LE DÉFI DE L'AMÉRIQUE LATINE
Par Noam
Chomsky, de La Jornada
Traduction ARLAC
Il y a plus d'un millénaire, bien avant la conquête européenne,
une civilisation perdue prospérait dans une région que nous
connaissons comme la Bolivie.
Les archéologues sont en train de découvrir que la Bolivie
possédait une société très sophistiquée et complexe, ou, pour
utiliser leurs propres termes, un des milieux ambiants
artificiels les plus étendus, les plus étranges et
écologiquement les plus riches de la planète... ses populations
et ses cités étaient grandes et formelles, créant un panorama
constituant l'une des oeuvres d'art majeures de l'humanité.
Aujourd'hui, la Bolivie, comme une bonne partie de la région, du
Venezuela à l'Argentine, a resurgi.

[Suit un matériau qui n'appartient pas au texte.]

PR #4616, opened 2024-05-03
Add GA criteria for informer support

jpbetz:


deads2k:
I agree we should add this.  It will make it possible to select from listers for fields as do for labels today.

/lgtm

PR #4623, opened 2024-05-08
KEP-1040: Prescribe less extreme borrowing by exempt priority levels

MikeSpreitzer:
- One-line PR description: This revises the borrowing between priority levels from something that scares me a lot (and is not what is implemented) to something that scares me less.

- Issue link: 

- Other comments: There is an issue in k/k about the discrepancy between KEP and code: https://github.com/kubernetes/kubernetes/issues/124125


deads2k:
discussed long ago in a p&f sync.  This matches my expectations from that call.

/lgtm
/approve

La conquête et son écho de
domination impériale aux États-Unis sont en train de céder le
pas à l'indépendance et à l'interdépendance, qui marquent une
nouvelle dynamique dans les relations entre le nord et le sud.
Et tout cela a pour toile de fond la crise économique aux
États-Unis et dans le monde.
Pendant la dernière décennie, l'Amérique latine est devenue la
région la plus progressiste du monde. Les initiatives prises sur
tout le sous-continent ont eu un impact significatif dans les
pays et sur la lente émergence d'institutions régionales.
Parmi elles figurent la Banque du Sud, soutenue en 2007 par
l'économiste et prix Nobel Joseph Stiglitz, à Caracas,
Venezuela, et l'Alba, Alternative bolivarienne pour l'Amérique
latine et les Caraïbes, qui pourrait se révéler être une aube
véritable si sa promesse initiale peut se concrétiser.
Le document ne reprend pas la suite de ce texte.